Now Dea Birkett defines the phrase "self-centred fuckwit" for me, so I'm not really stressing out over what she has to say.
But I can see many heads nodding to this:
"I don't need my class, nor my extended family, nor the state to ratify my relationship."
Well, I think you do, of course. I think you need others to support you and if you do not have their support you suffer for it. You belong to us, Dea. You are ours and you always will be, this side of living up a mountain and baking your own bread from the wheat you grow in your fields.
A friend of mine told me at the weekend that she is engaged to be married. I was delighted for her. Genuinely so. I have a part of her and her happiness belongs partly to me.

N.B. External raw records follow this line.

PR #2628, opened 2026-08-18
Validate the trainers a megatron config declares

fzyzcjy:
Part of #1837

### DIFF
--- a/miles/backends/megatron_utils/megatron_config.py
+++ b/miles/backends/megatron_utils/megatron_config.py
@@ -1,11 +1,14 @@
+import argparse
 import logging
-from typing import Any
+import re
+from typing import Any, Literal
 
 import pydantic
 import yaml
 
 from miles.utils.file_arg_utils import resolve_file_arg
 from miles.utils.pydantic_utils import FrozenStrictBaseModel
+from miles.utils.workers.argv_utils import coerce_dict_to_args
 
 logger = logging.getLogger(__name__)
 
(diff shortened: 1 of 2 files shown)


miles/backends/megatron_utils/megatron_config.py
```diff
@@ -15,14 +18,67 @@
 ACTOR_ROLE = "actor"
 CRITIC_ROLE = "critic"
 DEFAULT_MODEL_ROLE = ACTOR_ROLE
+TrainerRole = Literal["actor", "critic"]
+MODEL_ID_PATTERN = re.compile(r"\A[a-z0-9]([a-z0-9-]*[a-z0-9])?\Z")
+
+PER_POLICY_ARGS: frozenset[str] = frozenset(
```
fzyzcjy, line 25: [P1] Admit every model-definition override

When a policy selects a model definition such as `qwen2.5-7B` or `qwen3-30B-A3B`, deliver-2's `compute_model_args_overrides()` emits destinations such as `untie_embeddings_and_output_weights`, `num_experts`, and `moe_layer_freq`; `_resolve_overrides()` rejects them because this set omits them, while the coercer also rejects list-valued model flags. The multi-policy path therefore cannot carry those models' complete architectures, so the allowlist and coercion must cover the full model-definition surface.

miles/backends/megatron_utils/megatron_config.py
```diff
@@ -15,14 +18,67 @@
...
+        "ffn_hidden_size",
+        "num_attention_heads",
+        "group_query_attention",
+        "num_query_groups",
+        "kv_channels",
+        "add_qkv_bias",
+        "qk_layernorm",
+        "swiglu",
+        "normalization",
+        "layernorm_epsilon",
```
fzyzcjy, line 41: [P2] Accept the legacy normalization destination

When `DEPRECATED_MEGATRON_COMPATIBLE=1` runs with the legacy parser, `--norm-epsilon` resolves to `norm_epsilon`—the compatibility branch in `hf_validate_args` reads that exact attribute—but this set permits only `layernorm_epsilon`. Consequently generated policy configs based on the usual model scripts are rejected by `_resolve_overrides`; accept or normalize both parser destinations. Deliver-2 leaves this unchanged.

miles/backends/megatron_utils/megatron_config.py
```diff
@@ -96,3 +168,70 @@ def _resolve_raw_megatron_config(value: str | None) -> "_RawMegatronConfig | Non
...
+def _assert_valid_trainer_ids(trainer_ids: list[str]) -> None:
+    assert len(set(trainer_ids)) == len(trainer_ids), (
+        f"--megatron-config trainer ids must be unique, got {trainer_ids}; a trainer id addresses one trainer "
+        f"controller and its engine pool, so two entries sharing it would land in the same pool"
+    )
+    _assert_valid_ids(trainer_ids, kind="trainer")
+
+
+def _assert_valid_ids(ids: list[str], *, kind: str) -> None:
+    bad_ids = [identifier for identifier in ids if MODEL_ID_PATTERN.match(identifier) is None]
```
fzyzcjy, line 202: [P2] Enforce the composed pool-name length limit

With the default trainer ID, a 16-character regex-valid model ID passes this check, but deliver-2 forms `trainer-controller-<model_id>-actor`, which is 41 characters while `PoolEntry.name` is capped at 40. Kubernetes-path launches therefore fail later during values construction instead of rejecting the config here; validate both model and trainer IDs against the composed pool-name budget. Deliver-2 leaves this validator unchanged.

fzyzcjy (commented):
The allowlist prevents supported model definitions and the legacy parser from resolving, while ID validation accepts names that the Kubernetes values model rejects. All three production issues remain in deliver-2.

I read somewhere that it takes a village to raise a millionaire, and in most cases, it does. The people who believe they have achieved their comfortable lives on the backs of their own effort forget that they went to our schools, our universities, were friends with us, used our sewage works, our roads, the things we made; built their fortunes on our efforts and with the aid of the government that spends our money.
When we tax those people, we are not taking what is theirs. We are taking back what is ours. They gained an unequal share of the world we built together. We have a right to it. We have a right to their income.
They forget this. They tell themselves they don't need anyone else, because that is the cornerstone of their ideology -- left or right -- that others don't matter. But we do matter. We made them. Without us, they're nothing.